3. (20%) For the following optimization problems, determine whether each of
them is (1) a convex optimization problem (*); (2) an LP, (3) a QP,
(4) a QCQP, (5) a SOCP. The score you get in this section is
s = max{0, n_c - 0.25 * (n_w)^2} where n_c and n_w are the numbers of
correct answers and wrong answers (not including those left blank).
(*) Note: for an equality constraint h_1(x) = h_2(x), we assume the
equality constraint function to be h(x) = h_1(x) - h_2(x); for an
inequality constriant f_1(x) <= f_2(x), we assume the corresponding
inequality constraint function to be f(x) = f_1(x) - f_2(x).
(a) minimize (c^T)x
subject to (x_1)^2 + (x_2)^2 + ... + (x_n)^2 = 1
where c ∈ R^n.
(b) minimize 3 * x_1 + 2 * x_2 + x_3
_______________________________
subject to V(x_1)^2 + 4*(x_2)^2 + 9*(x_3)^2 <= 2 (x_1 + x_2 + x_3)
(c) minimize (x_1)^2 + (x_2)^2 + (x_3)^2
subject to x_1 + x_2 = 1
x_1 - x_2 + x_3 <= 0
(d) minimize -3 * x_1 - 4 * x_2 - 5 * x_3
subject to (x_1)^2 + (x_2)^2 + (x_3)^2 <= 1
4. (16%) We consider a robust variation of the linear program:
minimize (c^T)x
subject to Ax <= b.
We assume that only the vector c ∈ R^n is subject to errors, and the other
parameters (A ∈ R^(m*n), b ∈ R^m) are exactly known.
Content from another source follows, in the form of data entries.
PR #2116, opened 2024-09-30
[clickhouse] defer dropping table during ValidateMirror

heavycrystal:
We're observing that this function (called while creating or updating a peer to validate it) can sometimes fail midway and leave this table around, trying to reduce the possibility of that

### DIFF
--- a/flow/connectors/clickhouse/clickhouse.go
+++ b/flow/connectors/clickhouse/clickhouse.go
@@ -114,7 +114,7 @@ func (c *ClickHouseConnector) ValidateCheck(ctx context.Context) error {
 	); err != nil {
 		return fmt.Errorf("failed to rename validation table %s: %w", validateDummyTableName, err)
 	}
-	validateDummyTableName = validateDummyTableName + "_renamed"
+	validateDummyTableName += "_renamed"
 
 	// insert a row
 	if err := c.exec(ctx, fmt.Sprintf("INSERT INTO %s VALUES (1, now64())", validateDummyTableName)); err != nil {
--- a/flow/connectors/clickhouse/clickhouse.go
+++ b/flow/connectors/clickhouse/clickhouse.go
@@ -83,22 +83,11 @@ func (c *ClickHouseConnector) ValidateCheck(ctx context.Context) error {
 		return fmt.Errorf("failed to create validation table %s: %w", validateDummyTableName, err)
 	}
 	defer func() {
-		// goroutine so API call doesn't hang
-		go func() {
-			// drop the table at any cost
-			for i := 1; i <= 5; i++ {
-				err = c.exec(ctx, "DROP TABLE IF EXISTS "+validateDummyTableName)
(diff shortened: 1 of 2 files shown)


flow/connectors/clickhouse/clickhouse.go
```diff
@@ -77,24 +77,43 @@ func (c *ClickHouseConnector) ValidateCheck(ctx context.Context) error {
...
+		validateDummyTableName))
 	if err != nil {
 		return fmt.Errorf("failed to create validation table %s: %w", validateDummyTableName, err)
 	}
+	defer func() {
+		// goroutine so API call doesn't hang
+		go func() {
+			// drop the table at any cost
+			for i := 1; i <= 5; i++ {
+				err = c.database.Exec(ctx, "DROP TABLE IF EXISTS "+validateDummyTableName)
```
serprex, line 89: this will race on using connection if `c.database` is used after this method is called. Better to not use goroutine

flow/connectors/clickhouse/clickhouse.go
```diff
@@ -77,24 +77,43 @@ func (c *ClickHouseConnector) ValidateCheck(ctx context.Context) error {
 	err := c.database.Exec(ctx, fmt.Sprintf(`CREATE TABLE IF NOT EXISTS %s (
 		id UInt64
 	) ENGINE = ReplacingMergeTree ORDER BY id;`,
```
serprex, line 79:
```suggestion
	) ENGINE = Memory ORDER BY id;`,
```
Are permissions engine specific?

flow/connectors/clickhouse/clickhouse.go
```diff
@@ -77,24 +77,43 @@ func (c *ClickHouseConnector) ValidateCheck(ctx context.Context) error {
 	err := c.database.Exec(ctx, fmt.Sprintf(`CREATE TABLE IF NOT EXISTS %s (
```
serprex, line 77:
```suggestion
	err := c.database.Exec(ctx, fmt.Sprintf(`CREATE TEMPORARY TABLE IF NOT EXISTS %s (
```
This would have table cleaned up when connector disposed

flow/connectors/clickhouse/clickhouse.go
heavycrystal: unsure on this, will leave as is for now

flow/connectors/clickhouse/clickhouse.go
heavycrystal: can be worked around since the connector only exists for the duration of the API call
but `TEMPORARY` would work better

serprex: the better way would be to have caller responsible for returning status to user & on it's own it'd handle drop table before dropping connector

serprex:
Possibly replaced by #2119

serprex (approved):

PR #2120, opened 2024-10-01
clickhouse validation: use temporary table

serprex:
avoids leaking table due to errors

### DIFF
--- a/flow/connectors/clickhouse/clickhouse.go
+++ b/flow/connectors/clickhouse/clickhouse.go
@@ -75,44 +75,34 @@ func (c *ClickHouseConnector) ValidateCheck(ctx context.Context) error {
 	}
 	validateDummyTableName := "peerdb_validation_" + shared.RandomString(4)
 	// create a table
-	err := c.exec(ctx, fmt.Sprintf(`CREATE TABLE IF NOT EXISTS %s (
-		id UInt64
-	) ENGINE = ReplacingMergeTree ORDER BY id;`,
-		validateDummyTableName+"_temp"))
-	if err != nil {
+	if err := c.exec(ctx,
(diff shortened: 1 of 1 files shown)


flow/connectors/clickhouse/clickhouse.go
```diff
@@ -75,44 +75,34 @@ func (c *ClickHouseConnector) ValidateCheck(ctx context.Context) error {
 	}
 	validateDummyTableName := "peerdb_validation_" + shared.RandomString(4)
 	// create a table
-	err := c.exec(ctx, fmt.Sprintf(`CREATE TABLE IF NOT EXISTS %s (
-		id UInt64
-	) ENGINE = ReplacingMergeTree ORDER BY id;`,
-		validateDummyTableName+"_temp"))
-	if err != nil {
+	if err := c.exec(ctx,
+		fmt.Sprintf(`CREATE TEMPORARY TABLE IF NOT EXISTS %s (id UInt64) ENGINE = ReplacingMergeTree ORDER BY id;`, validateDummyTableName),
```
iskakaushik, line 79: given that the intent is to validate the grants, can we confirm that create temp table and create table have the same grants?

serprex: Looking over, `CREATE TEMPORARY TABLE` & `CREATE TABLE` are separate

https://clickhouse.com/docs/en/sql-reference/statements/show#show-grants

Probably best to use `SHOW GRANTS` to minimize pollution. But have to recursively run on roles granted to user

heavycrystal: should we combine a normal table with a goroutine based drop
after addressing the race condition

serprex: We don't need a goroutine, validation is not slow

PR #2128, opened 2024-10-07
routes: remove ok/error_message

serprex:
We have a mix of ok: false & returning errors,
now that customers are using API this is negatively impacting their UX
(not to mention our own struggles)

Consolidate on consistently returning HTTP errors, rather than 200 OK with ok: false

### DIFF
--- a/ui/app/mirrors/[mirrorId]/page.tsx
+++ b/ui/app/mirrors/[mirrorId]/page.tsx
@@ -23,12 +23,17 @@ type EditMirrorProps = {
 
 export default function ViewMirror({ params: { mirrorId } }: EditMirrorProps) {
   const [mirrorState, setMirrorState] = useState<MirrorStatusResponse>();
+  const [errorMessage, setErrorMessage] = useState('');
   const [mounted, setMounted] = useState(false);
 
   const fetchState = useCallback(async () => {
-    const res = await getMirrorState(mirrorId);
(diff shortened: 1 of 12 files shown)


ui/app/mirrors/[mirrorId]/page.tsx
```diff
@@ -23,12 +23,17 @@ type EditMirrorProps = {
...
   const [mirrorState, setMirrorState] = useState<MirrorStatusResponse>();
+  const [errorMessage, setErrorMessage] = useState('');
   const [mounted, setMounted] = useState(false);
 
   const fetchState = useCallback(async () => {
-    const res = await getMirrorState(mirrorId);
-    setMirrorState(res);
     setMounted(true);
+    try {
+      const res = await getMirrorState(mirrorId);
```
Comment (serprex) [inline ui/app/mirrors/[mirrorId]/page.tsx:32]: couple other places where this is called, but no error handling

woodhull:
Love this!

As a follow up, it would be good if the front-end that consumes this API could also be updated so it handles errors more gracefully and surfaces things like network or server errors back to the user. I'm finding myself running into things frequently where the only way to see that a request has failed is to look in the Developer Console.

pjhampton (approved):

serprex:
@woodhull yes, it'd be nice to have a better abstraction over `fetch`, maybe with some of the ActionItem changes in React 19 there'll be a clearer path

The robust program is
defined as
minimize sup { (c^T)x }
c∈ε
subject to Ax <= b.
where ε is the set of possible vectors c. For each of the following sets
ε, express the robust LP as a tractable convex problem (i.e., any of an LP,
QP, QCQP, or SOCP problem)
(a) (8%) A finite set of vectors: ε={c_1, c_2, ..., c_K}, where c_i ∈ R^n,
i = 1, ..., K.
(b) (8%) A set specified by a nominal value c_0 ∈ R^n plus a bound on the
deviation c - c_0:
ε = { c ∈ R^n | ||c-c_0||_2 <= γ}
where γ∈ R+ and c_0 ∈ R^n.
Hint. Think about epigraph and the technique of introducing slack variables.